Lo stesso accade anche per The Real Real, un altro gigante del settore da 4 milioni di membri, lanciato nel 2011 a San Francisco da Julie Wainwright, veterana della Silicon Valley, e che ha chiuso il 2015 con ricavi per 200 milioni di dollari, il doppio rispetto al 2014: «Un prodotto si vende in media nel giro di 3 giorni», fanno sapere dal quartier generale. Visto che il meccanismo è piuttosto standard, spesso a decretare il successo di uno di questi store rispetto ai concorrenti sono i servizi aggiuntivi: il punto di forza di TheRealReal, per esempio, è il suo “White glove service”, che implica che un esperto dell'azienda venga mandato a casa di un venditore, lo aiuti nella valutazione e prenda in carico l'oggetto, tutto gratis. Quasi tutti gli altri store, invece, chiedono al venditore di occuparsi della spedizione.

Numeri in crescita, e investimenti mediamente sostenibili per lanciare un e-business, hanno fatto sì che il business sia sempre più affollato: fra gli ultimi nati c'è anche The Luxury Closet, fondato a Dubai nel 2012 da Kunal Kapoor (con in curriculum un passato nel settore vendite di Louis Vuitton) e che si concentra sul Medio Oriente.

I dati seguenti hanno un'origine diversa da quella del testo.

PR #59, opened 2023-09-04
switch CI pipeline from unittest to pytest

schuenke:


schuenke:
Unfortunately, the links in the *Coverage Report* do not work yet. However, this seems to be a general Issue with the **MishaKav/pytest-coverage-comment Action** because it doesn't work in their own repo, as well: https://github.com/MishaKav/pytest-coverage-comment/pull/142

fzimmermann89:
> Unfortunately, the links in the _Coverage Report_ do not work yet. However, this seems to be a general Issue with the **MishaKav/pytest-coverage-comment Action** because it doesn't work in their own repo, as well: [MishaKav/pytest-coverage-comment#142](https://github.com/MishaKav/pytest-coverage-comment/pull/142)


No. This s a different issue. The links will not work on their repo as they are mocked with some example code that is not in the action repo. But it works in different repos, https://github.com/ONSdigital/research-and-development/pull/13#issuecomment-1486615453 for example.

This issue is NOT caused by the action. But the coverage file containing these wrong paths. (See action execution log)
So something is wrong with how we call the coverage generation inside the github actions..

EDIT: Fixed. We need coveragerc paths to merge src and site-packages/...

fzimmermann89 (commented):
...

schuenke:
Works now ??!?? This badge should update itself everytime pytest is run...

badge

fzimmermann89 (approved):

ckolbPTB (approved):

fzimmermann89:
Nice :)

PR #60, opened 2023-09-05
Update VSCode settings & recommended extensions

schuenke:
Feel free to add/remove options and extensions or to pimp our README !!!

What I did so far:
- add black extension
- remove deprecated entries in vscode settings
- update README


schuenke:
If there are no other extensions / infos you would like to add, I would merge this PR today.

fzimmermann89:
The only thing I would like is to have these long copyright notices collapsed by default. Similar to what the editor.foldingImportsByDefault does for imports.

 I haven't found the time to figure out how to configure this. There are some extensions, that might work, but you need to specify what to fold by regexes and spent the time to try them out.. 


But this is super low priority and I can also be done at a later time.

In quattro anni ha ricevuto 3,8 milioni di dollari di finanziamenti da diversi fondi, ha 200mila membri e vende circa 2500 articoli a settimana, «soprattutto Chanel, Louis Vuitton, Hermès, Louboutin», ribadisce dagli Emirati la fashion editor Milli Midwood: «I nostri clienti sono persone alla ricerca di un oggetto ormai fuori produzione, o di edizioni limitate o ancora di creazioni che non si potevano permettere da nuove».

Duecentomila sono anche i membri di Privategriffe, startup italiana lanciata nel 2012 a Milano e inserita dall'Osservatorio Startup Hi-Tech del Politecnico di Milano fra le più interessanti del fashion (si veda Il Sole 24 Ore del 26 febbraio): «Il 2016 sarà l'anno della nostra apertura all'estero – spiega Leonardo Cucchiarini, cofondatore insieme a Maria Cecilia Andretta -. Nel 2015 abbiamo avuto una crescita del 20% in volumi e del 40% della marginalità media, siamo molto vicini al breakeven. Il nostro scontrino medio è di 200 euro e il mobile è in costante crescita». Privategriffe è riuscito ad abbassare la percentuale trattenuta al rivenditore a una media del 20% garantendo controlli di qualità solo per oggetti dai 200 euro in su, anche se un check è sempre previsto su richiesta.